[[ DATASET ENTRIES open ]]
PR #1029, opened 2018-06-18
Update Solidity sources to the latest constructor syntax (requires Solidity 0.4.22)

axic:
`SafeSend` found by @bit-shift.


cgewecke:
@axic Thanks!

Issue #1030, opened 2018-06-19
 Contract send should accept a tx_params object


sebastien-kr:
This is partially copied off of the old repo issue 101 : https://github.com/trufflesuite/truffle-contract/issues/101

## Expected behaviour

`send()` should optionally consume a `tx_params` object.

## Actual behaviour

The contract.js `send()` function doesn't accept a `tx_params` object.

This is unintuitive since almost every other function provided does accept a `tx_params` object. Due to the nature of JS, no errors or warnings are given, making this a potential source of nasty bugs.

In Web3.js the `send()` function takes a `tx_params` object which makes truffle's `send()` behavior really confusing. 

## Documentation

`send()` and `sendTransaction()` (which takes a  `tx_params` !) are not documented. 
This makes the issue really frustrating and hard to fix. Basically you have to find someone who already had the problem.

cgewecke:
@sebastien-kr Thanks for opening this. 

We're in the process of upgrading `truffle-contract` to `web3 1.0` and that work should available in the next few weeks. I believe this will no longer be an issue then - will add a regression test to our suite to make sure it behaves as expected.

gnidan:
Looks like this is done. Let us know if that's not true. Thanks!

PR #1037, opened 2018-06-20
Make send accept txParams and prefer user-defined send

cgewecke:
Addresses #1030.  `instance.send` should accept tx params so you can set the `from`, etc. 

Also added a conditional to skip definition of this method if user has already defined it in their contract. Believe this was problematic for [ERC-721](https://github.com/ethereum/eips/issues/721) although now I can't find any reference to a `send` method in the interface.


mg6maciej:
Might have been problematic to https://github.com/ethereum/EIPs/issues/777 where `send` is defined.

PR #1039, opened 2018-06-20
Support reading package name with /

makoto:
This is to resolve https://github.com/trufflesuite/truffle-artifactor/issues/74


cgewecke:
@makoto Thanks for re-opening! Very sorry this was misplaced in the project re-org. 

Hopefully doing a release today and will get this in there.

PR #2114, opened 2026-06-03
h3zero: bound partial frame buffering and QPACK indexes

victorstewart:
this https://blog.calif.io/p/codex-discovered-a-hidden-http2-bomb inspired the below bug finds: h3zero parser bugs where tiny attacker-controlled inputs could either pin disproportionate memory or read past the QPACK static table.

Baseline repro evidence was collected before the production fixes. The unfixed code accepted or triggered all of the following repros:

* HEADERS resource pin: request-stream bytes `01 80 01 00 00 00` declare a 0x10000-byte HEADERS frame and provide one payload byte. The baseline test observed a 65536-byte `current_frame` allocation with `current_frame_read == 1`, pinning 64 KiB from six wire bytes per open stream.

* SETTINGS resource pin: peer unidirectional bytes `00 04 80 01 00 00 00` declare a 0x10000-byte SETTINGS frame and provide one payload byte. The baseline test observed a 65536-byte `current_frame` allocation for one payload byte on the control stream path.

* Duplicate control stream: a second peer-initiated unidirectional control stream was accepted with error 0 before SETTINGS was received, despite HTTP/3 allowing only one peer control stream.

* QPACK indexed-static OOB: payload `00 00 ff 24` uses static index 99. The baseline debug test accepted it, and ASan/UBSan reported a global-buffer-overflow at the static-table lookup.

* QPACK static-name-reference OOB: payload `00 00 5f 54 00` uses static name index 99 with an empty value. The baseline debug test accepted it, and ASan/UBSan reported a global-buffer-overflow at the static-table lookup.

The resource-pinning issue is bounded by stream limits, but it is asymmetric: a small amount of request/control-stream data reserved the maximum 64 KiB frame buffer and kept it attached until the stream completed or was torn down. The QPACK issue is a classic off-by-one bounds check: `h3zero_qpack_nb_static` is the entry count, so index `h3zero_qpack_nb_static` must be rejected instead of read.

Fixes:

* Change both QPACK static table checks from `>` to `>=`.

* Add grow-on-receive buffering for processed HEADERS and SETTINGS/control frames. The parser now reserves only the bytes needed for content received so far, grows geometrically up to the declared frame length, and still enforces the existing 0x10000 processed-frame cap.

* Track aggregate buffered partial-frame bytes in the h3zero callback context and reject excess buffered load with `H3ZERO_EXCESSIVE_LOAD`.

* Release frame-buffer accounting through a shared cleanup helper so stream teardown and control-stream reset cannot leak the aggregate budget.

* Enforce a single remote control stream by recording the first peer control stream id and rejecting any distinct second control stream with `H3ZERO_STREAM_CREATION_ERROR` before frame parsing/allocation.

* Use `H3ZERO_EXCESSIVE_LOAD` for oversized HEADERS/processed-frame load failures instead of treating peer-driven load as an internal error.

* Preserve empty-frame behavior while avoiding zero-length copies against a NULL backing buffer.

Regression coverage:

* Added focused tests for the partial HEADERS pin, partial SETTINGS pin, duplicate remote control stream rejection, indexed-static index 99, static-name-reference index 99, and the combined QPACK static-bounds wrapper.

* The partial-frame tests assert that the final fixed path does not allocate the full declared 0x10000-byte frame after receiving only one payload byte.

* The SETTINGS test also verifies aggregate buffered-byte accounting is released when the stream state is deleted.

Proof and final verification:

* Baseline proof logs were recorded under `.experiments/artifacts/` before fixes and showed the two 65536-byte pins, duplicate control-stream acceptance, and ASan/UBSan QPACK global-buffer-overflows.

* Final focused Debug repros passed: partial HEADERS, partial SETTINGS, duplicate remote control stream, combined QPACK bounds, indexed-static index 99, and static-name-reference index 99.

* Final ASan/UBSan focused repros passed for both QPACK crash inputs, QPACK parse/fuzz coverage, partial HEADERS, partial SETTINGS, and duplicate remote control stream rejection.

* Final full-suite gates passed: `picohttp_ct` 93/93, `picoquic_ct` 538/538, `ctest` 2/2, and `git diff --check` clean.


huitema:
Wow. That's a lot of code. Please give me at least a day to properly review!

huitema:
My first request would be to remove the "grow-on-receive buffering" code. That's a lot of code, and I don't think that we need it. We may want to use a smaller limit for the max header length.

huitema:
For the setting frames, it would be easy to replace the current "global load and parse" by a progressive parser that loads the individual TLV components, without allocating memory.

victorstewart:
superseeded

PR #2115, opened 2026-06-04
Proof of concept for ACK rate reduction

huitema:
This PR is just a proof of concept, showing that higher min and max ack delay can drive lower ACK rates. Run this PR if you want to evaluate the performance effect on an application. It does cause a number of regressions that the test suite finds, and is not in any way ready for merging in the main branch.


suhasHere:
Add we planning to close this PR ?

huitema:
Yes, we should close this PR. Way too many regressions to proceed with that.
[[ DATASET ENTRIES closed ]]
TASK INSTRUCTIONS:
Here the output must be the lines above from the line with "h3zero: bound partial" to the line with "Change both QPACK", both included, duplicated word for word and nothing else.

RESPONSE TO THE EXERCISE:
h3zero: bound partial frame buffering and QPACK indexes

victorstewart:
this https://blog.calif.io/p/codex-discovered-a-hidden-http2-bomb inspired the below bug finds: h3zero parser bugs where tiny attacker-controlled inputs could either pin disproportionate memory or read past the QPACK static table.

Baseline repro evidence was collected before the production fixes. The unfixed code accepted or triggered all of the following repros:

* HEADERS resource pin: request-stream bytes `01 80 01 00 00 00` declare a 0x10000-byte HEADERS frame and provide one payload byte. The baseline test observed a 65536-byte `current_frame` allocation with `current_frame_read == 1`, pinning 64 KiB from six wire bytes per open stream.

* SETTINGS resource pin: peer unidirectional bytes `00 04 80 01 00 00 00` declare a 0x10000-byte SETTINGS frame and provide one payload byte. The baseline test observed a 65536-byte `current_frame` allocation for one payload byte on the control stream path.

* Duplicate control stream: a second peer-initiated unidirectional control stream was accepted with error 0 before SETTINGS was received, despite HTTP/3 allowing only one peer control stream.

* QPACK indexed-static OOB: payload `00 00 ff 24` uses static index 99. The baseline debug test accepted it, and ASan/UBSan reported a global-buffer-overflow at the static-table lookup.

* QPACK static-name-reference OOB: payload `00 00 5f 54 00` uses static name index 99 with an empty value. The baseline debug test accepted it, and ASan/UBSan reported a global-buffer-overflow at the static-table lookup.

The resource-pinning issue is bounded by stream limits, but it is asymmetric: a small amount of request/control-stream data reserved the maximum 64 KiB frame buffer and kept it attached until the stream completed or was torn down. The QPACK issue is a classic off-by-one bounds check: `h3zero_qpack_nb_static` is the entry count, so index `h3zero_qpack_nb_static` must be rejected instead of read.

Fixes:

* Change both QPACK static table checks from `>` to `>=`.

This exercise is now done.